> _TASK DATA_
PR #111, opened 2021-05-05
Improving retry logic in remote to handle more cases

jjbustamante:
### References

- This Pull Request is created to fix the issue [#1069 in Pack repository](https://github.com/buildpacks/pack/issues/1069)

### Context

A previous [Pull Request #96](https://github.com/buildpacks/imgutil/pull/96) was merged recently to add some retry logic when an EOF is thrown. The logic was extended to handle the cases in the ticket  [#1069 in Pack](https://github.com/buildpacks/pack/issues/1069).  

### Description

- The PR adds some unit tests to verify the behavior of the retry logic implemented in remote.NewV1Image method
- A little bug was fixed, when there is not problem during the communication with the docker registry, the current was been retried two more times (a break was added to avoid this)


remote/remote.go
```diff
@@ -207,11 +207,24 @@ func newV1Image(keychain authn.Keychain, repoName string, platform imgutil.Platf
 			}
 			return nil, fmt.Errorf("connect to repo store '%s': %s", repoName, err.Error())
 		}
+		break
```
natalieparellano, line 210: Thanks for catching this. Uggh 300ms extra for every successful image fetch... this might be worthy of a patch WDYT @dfreilich @jabrown85 @jromero ?

jromero: I'm pro patch if the burden is minimal.

remote/remote.go
```diff
@@ -207,11 +207,24 @@ func newV1Image(keychain authn.Keychain, repoName string, platform imgutil.Platf
...
 
+func isRetryable(err error) bool {
+	if err == io.EOF {
+		return true
+	}
+	if transportErr, ok := err.(*transport.Error); ok {
+		switch transportErr.StatusCode {
+		case http.StatusNotFound, http.StatusUnauthorized:
+			return true
+		}
```
yaelharel, line 223:
```suggestion
		if transportErr.StatusCode ==  http.StatusNotFound || transportErr.StatusCode == http.StatusUnauthorized {
			return true
		}
```

I think that we usually use `switch-case` when for each result, we should act differently.
You can also have only one "big" if condition for all of this `transportErr`, but I'm not sure whether it'll be more readable. I don't have strong opinion on whether it should be one big if or two nested ifs.

yaelharel: I see that in the `if` condition on line 199, we also check that `len(transportErr.Errors) > 0`.
Do we really need it? And if we do, do we need to add it to the condition on line 219?

remote/remote.go
```diff
@@ -207,11 +207,24 @@ func newV1Image(keychain authn.Keychain, repoName string, platform imgutil.Platf
...
 	}
-
 	return image, nil
 }
 
+func isRetryable(err error) bool {
+	if err == io.EOF {
+		return true
+	}
+	if transportErr, ok := err.(*transport.Error); ok {
```
yaelharel, line 219: I see that in the if condition on line 199, we also check that len(transportErr.Errors) > 0.
Do we really need it? And if we do, do we need to add it to the condition on line 219?

remote/remote.go
jjbustamante: Honestly looking both options if statement looks for readable to me

aemengo: Sorry if this was already covered, but this has been confirmed that we're actually seeing `401` and `404` and then _retrying_ the requests makes these go away?

I'm asking because `40x` errors are usually caused by the client, not by the server or by network interference.

jjbustamante: Well, the only way I managed to reproduce the error mentioned by @jabrown85  in the [ticket 1069](https://github.com/buildpacks/pack/issues/1069) was having the newV1Image method returning an empty image, and that happens when we get 404, 401 or an error with the message "no child with platform", I am not very happy to retry with 40x but otherwise not sure how to address the issue

aemengo: I see. Well, works for me 🙂

jjbustamante: @yaelharel I just added the suggestion about the if statement

natalieparellano: @micahyoung do you have any thoughts here about the 40x errors?

remote/remote_test.go
```diff
@@ -20,6 +26,15 @@ import (
...
 
 var dockerRegistry, readonlyDockerRegistry *h.DockerRegistry
+var count int
+
+type RemoteTestCase struct {
+	name        string
+	repo        string
+	statusCode  int
+	failedCount int
+	expected    int
```
natalieparellano, line 36:
```suggestion
	expectedTries    int
```

remote/remote_test.go
```diff
@@ -1496,3 +1510,61 @@ func testImage(t *testing.T, when spec.G, it spec.S) {
...
+	for _, tc := range testCases {
+		tc := tc
+		t.Run(tc.name, func(t *testing.T) {
+			img, _ := random.Image(1024, 1)
+			configName, _ := img.ConfigName()
+			server := createServer(img, configName, tc)
+			u, err := url.Parse(server.URL)
+			if err != nil {
+				t.Fatalf("url.Parse(%v) = %v", server.URL, err)
+			}
```
natalieparellano, line 1529:
```suggestion
			h.AssertNil(t, err)
```

remote/remote_test.go
```diff
@@ -1496,3 +1510,61 @@ func testImage(t *testing.T, when spec.G, it spec.S) {
...
+			defer server.Close()
+			var repoName = u.Hostname() + ":" + u.Port() + "/" + tc.repo
+
+			// exercise the subject
+			count = 0
+			_, err = remote.NewImage(repoName, authn.DefaultKeychain, remote.WithPreviousImage(repoName))
+			if err != nil {
+				t.Fatalf("Error: %v, running remoteNewImage", err)
+			}
```
natalieparellano, line 1538:
```suggestion
			h.AssertNil(t, err)
```

natalieparellano: For consistency with existing patterns in this file. You could argue however that the way you have it produces a more descriptive error message...

remote/remote_test.go
```diff
@@ -1496,3 +1510,61 @@ func testImage(t *testing.T, when spec.G, it spec.S) {
...
+	manifestPath := fmt.Sprintf("/v2/%s/manifests/latest", tc.repo)
+	configPath := fmt.Sprintf("/v2/%s/blobs/%s", tc.repo, configName)
+	return httptest.NewServer(http.HandlerFunc(func(w http.ResponseWriter, r *http.Request) {
+		var err error
+		switch r.URL.Path {
+		case "/v2/":
+			w.WriteHeader(http.StatusOK)
+		case configPath:
+			c, _ := img.RawConfigFile()
+			_, err = w.Write(c)
```
natalieparellano, line 1556: These seem not to be necessary for the tests to pass.

remote/remote_test.go
```diff
@@ -1496,3 +1510,61 @@ func testImage(t *testing.T, when spec.G, it spec.S) {
 		})
 	})
 }
+
+func TestRemoteRetryLogic(t *testing.T) {
```
natalieparellano, line 1514: This is awesome! My one nit is if you could please convert this to using `spec` notation and nest it under this `when`: https://github.com/buildpacks/imgutil/blob/77564c120f1445ad6c9c0ca3dfd8de99be016279/remote/remote_test.go#L63

That way it's easier to find the test and debug with consistent notation (like `it.Focus`).

remote/remote_test.go
natalieparellano: (both `"/v2/"` and `configPath`)

remote/remote_test.go
natalieparellano: IDK, this seems clearer.

remote/remote_test.go
```diff
@@ -20,6 +26,15 @@ import (
 )
 
 var dockerRegistry, readonlyDockerRegistry *h.DockerRegistry
+var count int
```
natalieparellano, line 29: I can see why you did it this way, but is there any way to avoid making this a global variable?

remote/remote.go
```diff
@@ -207,11 +207,24 @@ func newV1Image(keychain authn.Keychain, repoName string, platform imgutil.Platf
...
+		if transportErr.StatusCode == http.StatusNotFound ||
+			transportErr.StatusCode == http.StatusUnauthorized {
+			return true
+		}
+	}
```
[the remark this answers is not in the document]
yaelharel: It's not the exact same logic since in the link you posted we also check that `len(transportErr.Errors) > 0`

remote/remote_test.go
jjbustamante: Hi @natalieparellano  you mean do not using the table driven approach, right?

remote/remote_test.go
jjbustamante: Any suggestion will be great!, let me try to find some other way to do it

remote/remote_test.go
jjbustamante: "/v2" is required, because it's the first call made by the client, but other one, the configPath I think it's not, let me run the tests without it and I can removes it if it is not necessary, I think I added because the first attempt was made using the remote.fromBaseImage method and that one was actually using the configPath, but I had an issue with the OS in the random image not set up, and I change to test it with remote.WithPreviosImage

remote/remote_test.go
jjbustamante: What about something like this:

`
if err != nil {
	// some code ..
	if transportErr, ok := err.(*transport.Error); ok && len(transportErr.Errors) > 0 && is40x(err) {
		return emptyImage(platform)
	}
	// more code ...
}

func isRetryable(err error) bool {
	if err == io.EOF {
		return true
	}
	return is40x(err)
}

func is40x(err error) bool {
	if transportErr, ok := err.(*transport.Error); ok {
		if transportErr.StatusCode == http.StatusNotFound ||
			transportErr.StatusCode == http.StatusUnauthorized {
			return true
		}
	}
	return false
}
`

remote/remote.go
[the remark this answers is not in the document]
jjbustamante: What about something like this:

```
if err != nil {
	// some code ..
	if transportErr, ok := err.(*transport.Error); ok && len(transportErr.Errors) > 0 && is40x(err) {
		return emptyImage(platform)
	}
	// more code ...
}

func isRetryable(err error) bool {
	if err == io.EOF {
		return true
	}
	return is40x(err)
}

func is40x(err error) bool {
	if transportErr, ok := err.(*transport.Error); ok {
		if transportErr.StatusCode == http.StatusNotFound ||
			transportErr.StatusCode == http.StatusUnauthorized {
			return true
		}
	}
	return false
}
```

remote/remote_test.go
jjbustamante: Applied

remote/remote_test.go
jjbustamante: Applied

remote/remote_test.go
jjbustamante: Applied

remote/remote_test.go
jjbustamante: @natalieparellano you were right, they are not needed for the test to pass, I just removed those lines

remote/remote.go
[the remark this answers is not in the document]
yaelharel: I don't like the idea that in the line:
```
if transportErr, ok := err.(*transport.Error); ok && len(transportErr.Errors) > 0 && is40x(err) {
```
you're running the following code twice:
```
if transportErr, ok := err.(*transport.Error); ok {
```

Maybe you can pass the `transportErr` to the `is40x` function and then it'll contain only the nested `if` in it. Something like:
```
func is40x(transportErr transport.Error) bool {
    return transportErr.StatusCode == http.StatusNotFound || transportErr.StatusCode == http.StatusUnauthorized
}
```

remote/remote_test.go
yaelharel: I think what Natalie means is to keep the convention that we use in our unit tests:

As you can see in line 48 in your code, we have the `TestRemote` function. At the end of this function we call:
`spec.Run(t, "Image", testImage, spec.Sequential(), spec.Report(report.Terminal{}))`.
Then in the `testImage` function, we're testing (most of) the public functions of `remote.go`. Each one under a different `when` section.
Since your changes in `remote.go` are part of the `NewImage` flow, it would be great if you could put your tests under the `NewImage` section (`when("#NewImage", func()` in line 77), while using nested `when` and `it` for each `testCase`.

@natalieparellano, please let me know if I misunderstood what you meant.

remote/remote.go
micahyoung: > the only way I managed to reproduce the error ... was having the newV1Image method returning an empty image

If you're able to wait until https://github.com/buildpacks/imgutil/pull/110 is merged (or willing to retrofit), I found it's pretty easy to wrap a `ggcr/registry` with custom request/response logic like I do in my PR to get read-only behavior:
https://github.com/buildpacks/imgutil/blob/f27928a6bb8e4ddf6694f55baa3d7413efba6c6b/testhelpers/docker_registry.go#L77-L87

So you could potentially make a new "flaky" handler like:
```go
func DropFirstRequest(handler http.Handler) http.Handler {
        firstRequest := true
		if firstRequest {
                         firstRequest = false
			return
		}

		handler.ServeHTTP(w, r)
	})
}
``` 

From which you could make a new "flaky" read-only registry: 
```go
dropFirstRequestHandler := DropFirstRequest(sharedRegistryHandler)
flaklyDockerRegistry = h.NewDockerRegistry(h.WithSharedHandler(dropFirstRequestHandler))
flaklyDockerRegistry.Start(t)
defer flaklyDockerRegistry.Stop(t)
```

remote/remote.go
jjbustamante: Included in on [PR 117](https://github.com/buildpacks/imgutil/pull/117)

remote/remote_test.go
yaelharel: Maybe when you make [these changes](https://github.com/buildpacks/imgutil/pull/111#discussion_r627863324), it'll be easier to move this global variable.

natalieparellano: I am not sure if this would work, but perhaps the server could hold on to a map of endpoints -> count of times accessed. Then you could have a separate endpoint to retrieve the map? IDK

jjbustamante: I created a new data structure wrapping the http server and saving the number of methods calls internally, in that way I managed to remove the global variable

remote/remote.go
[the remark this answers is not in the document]
yaelharel: When you call `transportErr, ok := err.(*transport.Error)`, this is a type assertion.
As you can read [here](https://www.sohamkamani.com/golang/type-assertions-vs-type-conversions/):
"`ok` is a boolean value which is `true` if our assertion is correct, and false otherwise."

remote/remote_test.go
```diff
@@ -501,6 +512,59 @@ func testImage(t *testing.T, when spec.G, it spec.S) {
...
+						_, err := remote.NewImage(repoName, authn.DefaultKeychain, remote.WithPreviousImage(repoName))
+						h.AssertNil(t, err)
+						if tc.expectedTries != mockServer.ActualCount() {
+							t.Fatalf("Expected number of invocations %d different than actual value %d",
+								tc.expectedTries, mockServer.ActualCount())
+						}
+					})
+				})
+			}
+		})
```
yaelharel, line 567: I think it's better to have a separate nested `when` for each test case so it'll be easier to investigate failures in the future (the output will indicate the specific use case that failed).
In order to prevent code duplication, you can create some helper functions.

remote/remote.go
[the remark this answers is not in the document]
yaelharel: Marking this conversation as "unresolved", only so you'll be able to read my previous comment (otherwise, Github will hide it). Please feel free to "resolve" this conversation again.

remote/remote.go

> _YOUR TASK_
Pull out every line above that holds the word "variable".

> _RESULT OF THIS TASK_
natalieparellano, line 29: I can see why you did it this way, but is there any way to avoid making this a global variable?
yaelharel: Maybe when you make [these changes](https://github.com/buildpacks/imgutil/pull/111#discussion_r627863324), it'll be easier to move this global variable.
jjbustamante: I created a new data structure wrapping the http server and saving the number of methods calls internally, in that way I managed to remove the global variable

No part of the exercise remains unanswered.